EXERCISE PROMPT
Which lines of the data contain the string "unique"? Show each of them.

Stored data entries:
PR #385, opened 2020-02-24
generic filter/sort framework for datasources

tdyas:
This PR adds a generic filter/sort framework for datasources and ports the regions and sizes datasources to it. (I thought it a good idea to make the filter/sort support generic before I submit  PRs to add some additional datasources which would duplicate a lot of the logic from the regions and sizes).


digitalocean/datalist/schema.go
```diff
@@ -0,0 +1,75 @@
+package datalist
+
+import (
+	"fmt"
+
+	"github.com/hashicorp/terraform-plugin-sdk/helper/resource"
+	"github.com/hashicorp/terraform-plugin-sdk/helper/schema"
+)
+
+type DataListResourceConfig struct {
```
andrewsomething: Exported types and functions should have comments. That's generally good practice, but I think it's especially important in this case. We want anyone familiar with Terraform providers to be able to pick up this code base quickly. As this is something custom to this provider, documenting it is important.

Also, since this will be called as `datalist.DataListResourceConfig`, we might want to consider renaming it `ResourceConfig` so it is less repetitive.

digitalocean/datalist/schema.go
```diff
@@ -0,0 +1,75 @@
...
+	RecordSchema        map[string]*schema.Schema
+	FilterKeys          []string
+	SortKeys            []string
+	ResultAttributeName string
+	FlattenRecord       func(record interface{}) map[string]interface{}
+	GetRecords          func(meta interface{}) ([]interface{}, error)
+}
+
+func NewDataListResource(config *DataListResourceConfig) *schema.Resource {
```
andrewsomething: Same as above, re: comments.

digitalocean/datalist/schema.go
tdyas: Added comments and renamed the config struct. Let me know if you would like me to fill in more details.

tdyas:
> One more general point: I I think it would probably make sense to turn this into an internal package in order to not export the API. Thoughts? See: https://golang.org/doc/go1.4#internalpackages

Makes sense. I could see other Terraform providers using this code eventually, but it should be extracted out into its own library at that point.

digitalocean/datalist/schema.go
tdyas: Updated as requested.

tdyas:
@andrewsomething: This is ready for review again. I even used it as a base for https://github.com/terraform-providers/terraform-provider-digitalocean/pull/391 (`digitalocean_projects` datasource).

Note: I chose to panic if the `datalist` is not configured properly since there does not seem to be a way to thread an `error` back up through the plugin initialization calls.

PR #418, opened 2020-04-20
add digitalocean_droplets data source

tdyas:
Adds a `digitalocean_droplets` data source.

Note: I don't have access to the VPC preview so the existing tests for the `digitalocean_droplet` data source fail when I ran those acceptance tests to ensure that the refactoring didn't cause a regression.

### DIFF
--- a/digitalocean/droplets.go
+++ b/digitalocean/droplets.go
@@ -168,7 +168,7 @@ func flattenDigitalOceanDroplet(rawDroplet, meta interface{}) (map[string]interf
 	}
 
 	if droplet.Image.Slug == "" {
-		flattenedDroplet["image"] = droplet.Image.ID
+		flattenedDroplet["image"] = strconv.Itoa(droplet.Image.ID)
 	} else {
 		flattenedDroplet["image"] = droplet.Image.Slug
 	}
--- a/digitalocean/droplets.go
+++ b/digitalocean/droplets.go
@@ -3,6 +3,7 @@ package digitalocean
 import (
 	"context"
 	"fmt"
+	"strconv"
 	"strings"
 
 	"github.com/digitalocean/godo"
--- a/digitalocean/droplets.go
+++ b/digitalocean/droplets.go
@@ -1,0 +1,204 @@
+package digitalocean
+
+import (
+	"context"
+	"fmt"
+	"strings"
+
+	"github.com/digitalocean/godo"
+	"github.com/hashicorp/terraform-plugin-sdk/helper/schema"
+)
+
+func dropletSchema() map[string]*schema.Schema {
+	return map[string]*schema.Schema{
+		"id": {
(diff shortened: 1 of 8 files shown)


tdyas:
> Note: I don't have access to the VPC preview so the existing tests for the digitalocean_droplet data source fail when I ran those acceptance tests to ensure that the refactoring didn't cause a regression.

To clarify, some of the acceptance tests use `digitalocean_vpc` in setting up droplets.

digitalocean/droplets.go
```diff
@@ -0,0 +1,204 @@
...
+		"vcpus":         droplet.Vcpus,
+		"memory":        droplet.Memory,
+		"status":        droplet.Status,
+		"locked":        droplet.Locked,
+		"created_at":    droplet.Created,
+		"vpc_uuid":      droplet.VPCUUID,
+	}
+
+	if droplet.Image.Slug == "" {
+		flattenedDroplet["image"] = droplet.Image.ID
```
andrewsomething, line 171:
```suggestion
		flattenedDroplet["image"] = strconv.Itoa(droplet.Image.ID)
```


Working with both the droplet and droplets data sources, I'm running into:

```
Error: Unable to set `image` attribute: image: '' expected type 'string', got unconvertible type 'int'

  on main.tf line 8, in data "digitalocean_droplet" "drop":
   8: data "digitalocean_droplet" "drop" {
```

website/docs/d/droplets.html.md
```diff
@@ -0,0 +1,107 @@
...
+  filter {
+    key = "size"
+    values = ["s-1vcpu-1gb"]
+  }
+  filter {
+    key = "backups"
+    values = ["true"]
+  }
+  sort {
+    key = "created"
```
andrewsomething, line 48:
```suggestion
    key = "created_at"
```

website/docs/d/droplets.html.md
```diff
@@ -0,0 +1,107 @@
...
+# digitalocean_droplets
+
+Get information on Droplets for use in other resources, with the ability to filter and sort the results.
+If no filters are specified, all Droplets will be returned.
+
+This data source is useful if the Droplets in question are not managed by Terraform or you need to
+utilize any of the Droplets' data.
+
+Note: You can use the [`digitalocean_droplet`](/docs/providers/do/d/droplet.html) data source to obtain metadata
+about a single image if you already know the `id`, unique `name`, or unique `tag` to retrieve.
```
andrewsomething, line 18:
```suggestion
about a single Droplet if you already know the `id`, unique `name`, or unique `tag` to retrieve.
```

tdyas: Thanks, good catch! Obviously, you can tell what I and Copy McPastington used as a template. :)

tdyas:
Thanks for testing this!

PR #457, opened 2020-07-05
Enable auto_upgrade on Kubernetes clusters

### LINKED ISSUE #237: Add digitalocean_kubernetes_cluster.auto_upgrade
### Affected Resource(s)

### Terraform Configuration Files
```hcl
resource "digitalocean_kubernetes_cluster" "foo" {
  name    = "foo"
  region  = "nyc1"
  version = "1.12.1-do.2"

  node_pool {
    name       = "worker-pool"
    size       = "s-2vcpu-2gb"
    node_count = 3
  }
}
```

### Expected Behavior
Have the option to enable auto upgrade, and even as the updates are patches of the same version of Kubernetes have it default to true.

### Actual Behavior
The cluster gets created without auto upgrade enabled.

### References
- [API endpoint allows it](https://developers.digitalocean.com/documentation/v2/#kubernetes)
- [Godo has the option](https://github.com/digitalocean/godo/blob/master/kubernetes.go#L61)

lfarnell:
This will allow users to enable `auto_upgrade` on a Kubernetes cluster.

This enhancement only handles the case of upgrading to the latest patch version. Upgrading major versions is already handled elsewhere and is not handled by this PR. Users should really use the datasource `digitalocean_kubernetes_versions` when using `auto_upgrade` to eliminate the configuration diff every time the cluster is upgraded automatically.

closes #237


digitalocean/resource_digitalocean_kubernetes_cluster_test.go
```diff
@@ -555,6 +558,26 @@ resource "digitalocean_kubernetes_cluster" "foobar" {
...
+	region  = "lon1"
+	version = data.digitalocean_kubernetes_versions.test.latest_version
+	tags    = ["one","two"]
+	version = true
+
+	node_pool {
+	  name = "default"
+		size  = "s-2vcpu-4gb"
+		node_count = 1
+		tags  = ["foo","bar"]
```
cguertin14, line 575: `name` isn't formatted like the other attributes here

lfarnell:
@andrewsomething Sorry to bug you but would anyone be able to give this PR a review? :smiley:

andrewsomething:
Hey @lfarnell! Sorry for the delay.

I'm still a bit wary about the user experience when there is a version miss-match. Using the version datasource is a good work around. Maybe that just needs to be documented a more explicitly?

lfarnell:
I have no problem re-working the PR if you have any suggestions. I can add the additional documentation around using the data source if you think this would work. Not sure what else could be done to do honest.

andrewsomething:
@lfarnell I think just adding auto-upgrade example to the docs like the one you shared in the issue with a note about preventing configuration diff should work.

andrewsomething:
Thanks so much for your work on this @lfarnell!

I ended up having to do the merge with git directly to work around some of the oddness with the history in this PR. So the actually commit is at: https://github.com/digitalocean/terraform-provider-digitalocean/commit/a975f658324e8422d5ded62f9d214e99f28b9da8

digitalocean/resource_digitalocean_kubernetes_cluster.go
```diff
@@ -315,12 +325,13 @@ func resourceDigitalOceanKubernetesClusterUpdate(d *schema.ResourceData, meta in
...
 
 	// Figure out the changes and then call the appropriate API methods
-	if d.HasChange("name") || d.HasChange("tags") || d.HasChange("surge_upgrade") {
+	if d.HasChange("name") || d.HasChange("tags") || d.HasChange("surge_upgrade") || d.HasChange("auto_upgrade") {
 
 		opts := &godo.KubernetesClusterUpdateRequest{
 			Name:         d.Get("name").(string),
 			Tags:         expandTags(d.Get("tags").(*schema.Set).List()),
 			SurgeUpgrade: d.Get("surge_upgrade").(bool),
+			AutoUpgrade:  d.Get("auto_upgrade").(*bool),
```
andrewsomething, line 334: The one functional change I made was here. This was panicking when running the acceptance tests as it should be a pointer to a bool.

```
AutoUpgrade:  godo.Bool(d.Get("auto_upgrade").(bool)),
```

REPLY
+about a single image if you already know the `id`, unique `name`, or unique `tag` to retrieve.
about a single Droplet if you already know the `id`, unique `name`, or unique `tag` to retrieve.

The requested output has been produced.